New York City's property and permitting databases contain tens of thousands of duplicate image records — scanned documents, site photographs, and inspection photos filed more than once — and the agencies responsible for cleaning them up are running out of runway. With the 2026 FIFA World Cup bringing an international spotlight to MetLife Stadium and the city's supporting infrastructure, officials at the Department of Buildings and the Department of City Planning are under pressure to resolve the problem before a new wave of construction and event-related permit applications floods the system this fall.
The stakes are higher than they might appear. Duplicate image records don't just eat server storage. They cause real delays. When a permit reviewer at the DOB's Manhattan office on Worth Street pulls up a property file and finds three versions of the same structural drawing — each filed under slightly different job numbers — the review clock effectively stops while staff reconcile which copy is authoritative. Housing advocates say that lag hits affordable-unit applications hardest, because those projects already operate on razor-thin timelines tied to Low Income Housing Tax Credit windows that expire on fixed federal deadlines.
Where the Backlog Lives
The duplication problem is concentrated in two systems: the DOB's Building Information System, which handles permits and inspections, and the city's ACRIS platform, the Automated City Register Information System managed by the Department of Finance, which processes property deed and mortgage document images in all five boroughs. ACRIS alone logged more than 1.2 million document submissions in fiscal year 2024, according to city budget documents, and internal audits have flagged image deduplication as an unresolved technical liability for at least three consecutive years.
In neighborhoods where construction activity is dense — Williamsburg in Brooklyn, Long Island City in Queens, and the Mott Haven section of the South Bronx — the problem compounds because multiple contractors, owners, and lenders may file overlapping document packages for the same address within days of each other. The Housing Preservation and Development agency, which administers programs including the Affordable Neighborhoods for New Yorkers tax incentive, has flagged duplicate image conflicts as a contributor to application processing delays, though the agency has not published a specific figure for how many cases are affected.
The city's Office of Technology and Innovation, which operates out of 1 Centre Street, is leading a deduplication pilot using hash-matching software — a technique that assigns a unique digital fingerprint to each image file and flags exact or near-exact copies automatically. The pilot launched in January 2026 across a subset of DOB Manhattan records. A broader rollout to the remaining four boroughs is contingent on a budget line that was still under negotiation during the most recent City Council Finance Committee hearings in June.

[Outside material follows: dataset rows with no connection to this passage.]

PR #1158, opened 2019-03-27
Enable managed dependencies for PowerShell function apps.

Francisco-Gamino:
*  Adding support in func init to enable managed dependencies for PowerShell.
* Unit test for 'init --worker-runtime powershell --managed-dependencies'
* Adding PowerShell (preview) to drop down list of available runtime workers.

**Installation flow**
At function app creation, the user has the option to opt into Managed Dependencies for PowerShell function apps using the --managed-dependencies switch. Managed dependencies enables modules to be automatically managed by the Functions service. Currently, only the Azure Az module is supported. 

If the user opts in, we add an entry to host.json and create a requirements.psd1.

Scenario 1: User opts into managed dependencies for PowerShell
```
init --worker-runtime powershell --managed-dependencies
Writing profile.ps1
Writing requirements.psd1
Writing .gitignore
Writing host.json
Writing local.settings.json
Writing E:\MyFunctions\MyFuncApp\.vscode\extensions.json
```
Running this command adds a managedDependency entry in host.json and generates a requirements.psd1 file.

```
# Contents of host.json
{
  "version": "2.0",
  "managedDependency": {
    "enabled": true
  }
}

# Contents of requirements.psd1

# Only the Azure Az module is supported in preview.
#
@{
    'Az' = '1.*'
}
```

Scenario 2: User creates a PowerShell function app. If the –managed-dependencies switch is not specified, the user will get prompted. 
```
init --worker-runtime powershell
Would you like to install the Azure modules and have these automatically managed in Azure?
Yes
No
```
If the customer selects ‘yes’, we do the same as in Scenario 1.

Scenario 3: User creates a PowerShell function app and opts out of managed dependencies. This means that no requirements.psd1 file is generated and no managedDependency entry is added to host.json.
```
init --worker-runtime powershell
Would you like to install the Azure modules and have these automatically managed in Azure?
Yes
No
# Select no, or
init --worker-runtime powershell --managed-dependencies=false
```


Francisco-Gamino:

The Decisions That Will Define the Fix
Three choices will determine whether the city clears the backlog or manages it indefinitely. First, agency leadership must decide whether duplicate images are deleted outright or archived in a read-only tier — a distinction that matters legally, because some duplicates were filed as part of official record submissions and their deletion could be challenged under the city's record retention rules. The city's Law Department has not yet issued a formal opinion on the question.
Second, the Adams administration must decide whether to fund the OTI pilot expansion in the November capital budget modification or defer it to the fiscal year 2027 cycle beginning July 2027. Deferral would almost certainly push any borough-wide resolution past the World Cup's peak infrastructure period in June and July 2027, when permit activity around venues and transit corridors is expected to spike.
Third, property owners and their attorneys who regularly file through ACRIS need clearer guidance from the Department of Finance about whether re-submissions made in good faith to correct earlier errors will trigger audit flags under the new deduplication system. Real estate attorneys working on transactions in Lower Manhattan and along the 125th Street corridor in Harlem have described uncertainty on that point as a practical obstacle to voluntary cleanup efforts.
The OTI pilot is scheduled for an interim assessment in September 2026. That review will likely determine whether the deduplication effort gets treated as a city infrastructure priority or quietly joins the long list of modernization projects that stall in procurement. For anyone with a permit, a deed filing, or an affordable housing application sitting in the queue, September is the date to watch.